Collected data
================================
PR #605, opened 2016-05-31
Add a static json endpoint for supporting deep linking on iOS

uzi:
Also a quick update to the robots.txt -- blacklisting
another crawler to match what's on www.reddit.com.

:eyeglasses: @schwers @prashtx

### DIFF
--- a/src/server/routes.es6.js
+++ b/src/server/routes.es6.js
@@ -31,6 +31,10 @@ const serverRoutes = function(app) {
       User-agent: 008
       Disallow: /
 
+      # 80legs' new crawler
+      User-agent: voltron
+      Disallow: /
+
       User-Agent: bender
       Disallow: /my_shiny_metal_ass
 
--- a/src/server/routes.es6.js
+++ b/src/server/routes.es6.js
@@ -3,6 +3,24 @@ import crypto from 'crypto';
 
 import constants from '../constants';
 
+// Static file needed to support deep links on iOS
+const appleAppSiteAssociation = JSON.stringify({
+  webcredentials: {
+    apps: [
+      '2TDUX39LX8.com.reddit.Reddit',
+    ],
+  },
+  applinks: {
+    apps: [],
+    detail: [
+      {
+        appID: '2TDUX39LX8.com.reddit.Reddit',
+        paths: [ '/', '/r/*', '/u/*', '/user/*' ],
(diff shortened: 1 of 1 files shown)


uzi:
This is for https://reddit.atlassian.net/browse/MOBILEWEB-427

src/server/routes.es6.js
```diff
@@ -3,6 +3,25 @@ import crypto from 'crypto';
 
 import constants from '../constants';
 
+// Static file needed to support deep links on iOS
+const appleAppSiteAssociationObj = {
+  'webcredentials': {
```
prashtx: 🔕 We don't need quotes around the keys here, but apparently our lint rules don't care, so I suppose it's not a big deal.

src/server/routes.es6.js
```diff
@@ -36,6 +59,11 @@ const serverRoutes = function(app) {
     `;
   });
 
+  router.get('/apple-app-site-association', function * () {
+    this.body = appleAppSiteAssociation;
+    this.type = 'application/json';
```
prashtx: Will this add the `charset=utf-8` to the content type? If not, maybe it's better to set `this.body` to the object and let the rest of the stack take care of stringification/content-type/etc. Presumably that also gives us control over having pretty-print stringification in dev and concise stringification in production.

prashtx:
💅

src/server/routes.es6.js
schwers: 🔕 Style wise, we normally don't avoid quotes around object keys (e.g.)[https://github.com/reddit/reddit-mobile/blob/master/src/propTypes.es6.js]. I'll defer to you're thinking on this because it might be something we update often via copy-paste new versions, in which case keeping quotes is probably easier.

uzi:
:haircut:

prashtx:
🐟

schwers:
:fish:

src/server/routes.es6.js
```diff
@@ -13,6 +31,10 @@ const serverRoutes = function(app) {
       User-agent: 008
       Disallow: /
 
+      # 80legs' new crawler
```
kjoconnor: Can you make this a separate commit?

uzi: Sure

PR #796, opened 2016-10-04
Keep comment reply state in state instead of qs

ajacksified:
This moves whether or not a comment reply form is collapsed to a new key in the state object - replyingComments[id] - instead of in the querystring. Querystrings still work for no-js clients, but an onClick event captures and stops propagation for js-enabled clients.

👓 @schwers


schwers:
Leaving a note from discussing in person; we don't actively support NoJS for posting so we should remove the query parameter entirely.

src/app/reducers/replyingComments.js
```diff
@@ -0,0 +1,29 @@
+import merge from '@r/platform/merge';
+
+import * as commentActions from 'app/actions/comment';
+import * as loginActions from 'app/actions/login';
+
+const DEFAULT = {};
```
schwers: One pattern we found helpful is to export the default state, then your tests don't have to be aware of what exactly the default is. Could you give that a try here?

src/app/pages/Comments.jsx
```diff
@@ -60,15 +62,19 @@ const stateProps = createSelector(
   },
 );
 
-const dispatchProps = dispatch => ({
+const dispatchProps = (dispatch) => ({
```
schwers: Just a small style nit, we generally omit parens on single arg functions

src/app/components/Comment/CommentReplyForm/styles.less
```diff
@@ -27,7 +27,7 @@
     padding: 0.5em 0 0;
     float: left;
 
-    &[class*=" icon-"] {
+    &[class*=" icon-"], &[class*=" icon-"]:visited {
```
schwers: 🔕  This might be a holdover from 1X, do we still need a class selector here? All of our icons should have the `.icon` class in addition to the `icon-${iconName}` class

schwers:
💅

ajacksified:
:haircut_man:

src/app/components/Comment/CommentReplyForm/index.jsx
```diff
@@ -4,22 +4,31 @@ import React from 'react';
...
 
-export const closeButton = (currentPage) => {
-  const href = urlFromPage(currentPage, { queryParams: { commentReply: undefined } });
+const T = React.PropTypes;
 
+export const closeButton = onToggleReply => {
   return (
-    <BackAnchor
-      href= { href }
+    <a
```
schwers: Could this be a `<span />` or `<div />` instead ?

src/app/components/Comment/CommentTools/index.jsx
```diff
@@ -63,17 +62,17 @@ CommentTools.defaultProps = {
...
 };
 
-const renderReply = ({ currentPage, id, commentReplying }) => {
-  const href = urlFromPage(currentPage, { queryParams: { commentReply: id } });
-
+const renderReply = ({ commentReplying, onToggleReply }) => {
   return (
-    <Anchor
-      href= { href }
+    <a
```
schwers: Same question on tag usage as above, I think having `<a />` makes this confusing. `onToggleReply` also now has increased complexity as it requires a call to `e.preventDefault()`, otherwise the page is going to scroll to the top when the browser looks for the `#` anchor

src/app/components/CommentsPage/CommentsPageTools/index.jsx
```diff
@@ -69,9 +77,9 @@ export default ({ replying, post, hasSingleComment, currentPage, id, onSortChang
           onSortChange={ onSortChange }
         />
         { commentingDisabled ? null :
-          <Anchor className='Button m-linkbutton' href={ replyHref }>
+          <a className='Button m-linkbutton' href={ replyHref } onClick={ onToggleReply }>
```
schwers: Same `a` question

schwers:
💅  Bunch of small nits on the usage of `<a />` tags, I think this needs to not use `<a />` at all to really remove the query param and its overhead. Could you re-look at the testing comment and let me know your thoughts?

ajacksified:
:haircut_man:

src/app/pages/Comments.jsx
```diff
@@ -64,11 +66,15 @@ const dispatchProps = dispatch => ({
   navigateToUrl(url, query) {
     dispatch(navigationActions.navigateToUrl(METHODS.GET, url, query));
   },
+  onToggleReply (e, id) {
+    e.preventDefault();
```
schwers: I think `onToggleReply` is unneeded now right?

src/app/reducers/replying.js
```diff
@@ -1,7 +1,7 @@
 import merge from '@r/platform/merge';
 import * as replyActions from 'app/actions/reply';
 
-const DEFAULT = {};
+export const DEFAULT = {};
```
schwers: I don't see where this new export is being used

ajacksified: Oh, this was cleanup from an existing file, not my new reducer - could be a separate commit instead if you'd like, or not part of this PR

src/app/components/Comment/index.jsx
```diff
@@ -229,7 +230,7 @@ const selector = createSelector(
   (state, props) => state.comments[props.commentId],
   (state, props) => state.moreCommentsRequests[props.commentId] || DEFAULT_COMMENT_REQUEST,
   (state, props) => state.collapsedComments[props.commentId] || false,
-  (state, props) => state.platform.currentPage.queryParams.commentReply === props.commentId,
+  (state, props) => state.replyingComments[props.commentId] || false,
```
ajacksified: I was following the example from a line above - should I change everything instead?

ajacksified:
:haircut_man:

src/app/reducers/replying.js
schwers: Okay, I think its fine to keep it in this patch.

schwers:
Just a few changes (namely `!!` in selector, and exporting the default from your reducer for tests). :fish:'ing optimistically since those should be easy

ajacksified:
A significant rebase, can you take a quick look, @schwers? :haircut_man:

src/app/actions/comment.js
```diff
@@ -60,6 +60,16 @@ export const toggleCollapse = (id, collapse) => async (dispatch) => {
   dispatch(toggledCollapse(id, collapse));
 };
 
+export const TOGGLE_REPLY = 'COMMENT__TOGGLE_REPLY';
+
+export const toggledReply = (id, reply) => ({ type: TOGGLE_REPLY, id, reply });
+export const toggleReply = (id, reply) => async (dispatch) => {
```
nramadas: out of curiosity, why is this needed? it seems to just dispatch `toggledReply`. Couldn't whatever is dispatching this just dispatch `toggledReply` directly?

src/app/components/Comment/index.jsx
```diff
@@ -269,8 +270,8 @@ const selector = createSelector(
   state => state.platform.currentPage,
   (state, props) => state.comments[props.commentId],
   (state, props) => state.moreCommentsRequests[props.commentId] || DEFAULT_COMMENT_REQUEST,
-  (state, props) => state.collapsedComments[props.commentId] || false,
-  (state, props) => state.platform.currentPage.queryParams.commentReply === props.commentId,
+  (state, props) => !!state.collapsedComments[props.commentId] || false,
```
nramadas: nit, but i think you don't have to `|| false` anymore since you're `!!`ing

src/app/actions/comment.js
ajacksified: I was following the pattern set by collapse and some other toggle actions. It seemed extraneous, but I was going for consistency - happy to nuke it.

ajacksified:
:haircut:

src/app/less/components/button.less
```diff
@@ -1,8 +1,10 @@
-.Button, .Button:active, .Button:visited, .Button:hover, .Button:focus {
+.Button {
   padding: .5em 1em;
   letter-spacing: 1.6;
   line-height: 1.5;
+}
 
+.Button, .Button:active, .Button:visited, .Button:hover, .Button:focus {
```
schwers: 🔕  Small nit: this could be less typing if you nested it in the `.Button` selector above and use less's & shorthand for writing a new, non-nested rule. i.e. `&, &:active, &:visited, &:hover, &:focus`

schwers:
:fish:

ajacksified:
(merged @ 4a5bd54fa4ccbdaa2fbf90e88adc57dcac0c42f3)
================================
■ **What you need to do**
Copy down every line of the entries containing the word "platform".

■ **Response to the exercise**
+import merge from '@r/platform/merge';
 import merge from '@r/platform/merge';
-  (state, props) => state.platform.currentPage.queryParams.commentReply === props.commentId,
   state => state.platform.currentPage,
-  (state, props) => state.platform.currentPage.queryParams.commentReply === props.commentId,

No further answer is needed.